Find the lines below holding the word "might" and copy each of them.

SUPPLIED RECORDS Start Marker

PR #444, opened 2017-08-16
[nextercism] Detect the type of a path

kytrinyx:
We are pretty flexible in the type of argument that we receive. It might be
an actual path, or it might be a conceptual path: the name of an exercise that
we need to walk the workspace to find. If it's a conceptual path we might find
more than one, in which case we'll do an interactive thing to disambiguate. If
it's a real path, then we can do a lot less guessing.

This is in preparation for the submit command.
We need to figure out what the argument to the submit command is. Or if multiple, what each of them are.


workspace/path_type.go
```diff
@@ -0,0 +1,61 @@
...
+)
+
+// DetectPathType determines whether the given path is a directory, a file, or the name of an exercise.
+func DetectPathType(path string) (PathType, error) {
+	// If it's not an absolute path, make it one.
+	if !filepath.IsAbs(path) {
+		var err error
+		path, err = filepath.Abs(path)
+		if err != nil {
+			return 0, err
```
nywilken: This is a little confusing seeing as TypeExerciseID is also 0. What do you think about starting the constants at 1 or maybe returning a nagative number.

Tonkpils: > returning a nagative number

👍

kytrinyx: I like the idea of returning a negative number. Very clean!

kytrinyx:
This should be good to go now.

SUPPLIED RECORDS End Marker

**SOLUTION TO THIS EXERCISE**
We are pretty flexible in the type of argument that we receive. It might be
an actual path, or it might be a conceptual path: the name of an exercise that
we need to walk the workspace to find. If it's a conceptual path we might find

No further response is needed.